Respeito ensinado aos meninos liberta o futuro das meninas
Pesquisa Serenas – Livres para Sonhar? expõe que a violência contra meninas começa no recreio, não no boletim policial
O relatório “Livres para Sonhar?”, da Serenas, não é daqueles que se folheiam com neutralidade acadêmica. Ele chega como batida urgente na porta — dessas que interrompem o jantar e devolvem a consciência ao lugar de onde nunca deveria ter saído. E pergunta: quando começamos a fracassar com as meninas?
O documento revela salas de aula em que corpos pequenos carregam medos grandes, e o futuro — esse conceito repetido em discursos oficiais — começa a se encolher antes mesmo de entender a tabuada. Onde a mochila pesa menos que a vergonha. Onde apelidos ofensivos circulam com a naturalidade de bilhetes passados no fundo da sala. Onde a menina aprende cedo demais a administrar o próprio silêncio como estratégia de sobrevivência.
A violência que explode nos noticiários — feminicídios, agressões domésticas, desaparecimentos — não começa no crime adulto. Ela germina nos corredores escolares, onde não ousamos arrancar a raiz.
A repercussão jornalística existe, mas ainda é tímida. O Lunetas relatou meninas que evitam ir à escola para não serem avaliadas como objeto. O Brasil, acostumado a conviver com tragédias como quem convive com trânsito lento, precisa romper o ciclo da naturalização.
Porque o relatório da Serenas não fala de incômodos pontuais: fala da primeira estação de um caminho que pode terminar em violência, humilhação e, em casos extremos, morte. E não é exagero dizer que o feminicídio começa quando ensinamos uma menina a se encolher e um menino a se sentir dono do espaço.
Somos um país que cobra boas notas, mas não ensina respeito. Que exige compostura das meninas, mas chama insulto de “brincadeira de menino”. Que vê telejornais exibirem mortes de mulheres noite após noite — e a repetição converte horror em paisagem.
Quem cresce assistindo à dor feminina como manchete recorrente pode acreditar que sofrimento é destino. E isso não pode continuar.

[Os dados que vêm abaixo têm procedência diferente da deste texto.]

PR #366, opened 2024-08-13
[Audio Container] Add encoder for wav audio format.

taiqzheng:
**Deviation:**
There might be slight discrepancies in the sample values after encoding, with a difference of one when represented as bytes (uint8_t).

**Example:**
Raw audio data:  fff7 
Encoded result: fff8

### DIFF
--- a/frontend/Interfaces/buddy/DAP/AudioContainer.h
+++ b/frontend/Interfaces/buddy/DAP/AudioContainer.h
@@ -87,7 +87,7 @@ private:
   int32_t fourBytesToI32(const std::vector<uint8_t> &fileData,
                          size_t startIndex,
                          Endianness endianness = Endianness::LittleEndian);
-  // Convert four bytes to a 16-bit integer according to byte order of data.
+  // Convert two bytes to a 16-bit integer according to byte order of data.
   int16_t twoBytesToI16(const std::vector<uint8_t> &fileData, size_t startIndex,
                         Endianness endianness = Endianness::LittleEndian);
   // Normalize 8-bit unsigned integer sample to a range of -1.0 to 1.0.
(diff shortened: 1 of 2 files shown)


frontend/Interfaces/buddy/DAP/AudioContainer.h
```diff
@@ -142,6 +167,49 @@ template <typename T, std::size_t N> Audio<T, N>::Audio(std::string filePath) {
...
+  // Convert the string to lowercase before comparison, ensuring that case
+  // variations are handled without repeating conditions.
+  std::transform(format.begin(), format.end(), format.begin(), ::tolower);
+  // Vector for storing bytes in a specific audio format.
+  std::vector<uint8_t> fileData;
+  // Select encoder.
+  if (format == "wav" || format == "wave") {
+    bool success = EncodeWaveFile(fileData);
+    if (!success) {
+      this->audioFormat = AudioFormat::ERROR;
```
zhanghb97, line 186: Do not need to modify the format.

frontend/Interfaces/buddy/DAP/AudioContainer.h
```diff
@@ -142,6 +167,49 @@ template <typename T, std::size_t N> Audio<T, N>::Audio(std::string filePath) {
...
+      throw std::runtime_error("Failed to encode WAVE file.");
```
zhanghb97, line 187: Using the following error report method:
```
std::cerr << Failed to encode WAVE file. << std::endl;
return false;
```

tests/Interface/core/AudioContainerTest.cpp
```diff
@@ -20,13 +20,20 @@
...
 #include <iostream>
 
 using namespace std;
 
 int main() {
+  // ---------------------------------------------------------------------------
+  // 1. Print Decoded Reuslts using Buddy Audio Container
+  // ---------------------------------------------------------------------------
+
+  // Read and decode audio file with Buddy Audio Contaier.
```
zhanghb97, line 34: Contaier -> Container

Se queremos transformar o Brasil em um lugar seguro para suas mulheres, precisamos começar pelos meninos.
Educar meninas para se proteger é importante — mas educar meninos para não ferir é indispensável.
1. Respeito como conteúdo escolar obrigatório.
Consentimento não é assunto tardio. É alfabetização emocional básica. Meninos precisam aprender que o corpo da menina não lhes pertence, nem como piada, nem como toque, nem como comentário.
2. Protocolos de denúncia reais — não burocráticos.
Toda escola deve acolher denúncias com seriedade. Meninas não podem ser revitimizadas.
3. Formação contínua de professores.
Educadores bem preparados reconhecem sinais e interrompem abusos. Escola que acolhe transforma trajetórias.
4. Participação ativa das famílias — com homens envolvidos.
Pais precisam ensinar aos filhos que força é proteção, não imposição. Exemplo masculino educa mais que discurso isolado.
5. Mídia como agente de consciência.
Feminicídio não pode ser item de entretenimento trágico. Cada caso é um fracasso coletivo e deve gerar debate — não anestesia.
E, no fim, tudo se resume a uma pergunta simples e poderosa:
que tipo de homem estamos formando?
Se o menino cresce achando que meninas são “de aguentar”, se ninguém lhe diz que limite existe, se a dor alheia é normalizada, o ciclo se repete. E a vida se perde.
Mas existe fresta.
Quando a escola decide proteger, a cultura muda.
Quando o professor escuta, a menina floresce.
Quando o pai conversa, o filho se humaniza.
Quando a sociedade reage, o medo diminui.
O relatório da Serenas não é apenas diagnóstico — é ponto de virada, convocação moral.
Não basta saber. É preciso agir.
Não basta indignar-se. É preciso educar.
Não basta legislar. É preciso cuidar.
O título do documento traz dúvida: Livres para Sonhar?
E estamos longe de garantir essa liberdade.
Mas há um texto que ainda podemos escrever como país. Um trecho que começa nas famílias, passa pela escola e termina nas políticas públicas: o trecho em que meninas crescem inteiras — e não em alerta permanente.
Livres para viver. Livres para crescer. Livres — sem medo.
Esse deve ser nosso compromisso.
Sem hesitação.
Sem reticências.
* Este é um artigo de opinião, de responsabilidade do autor, e não reflete a opinião do Brasil 247.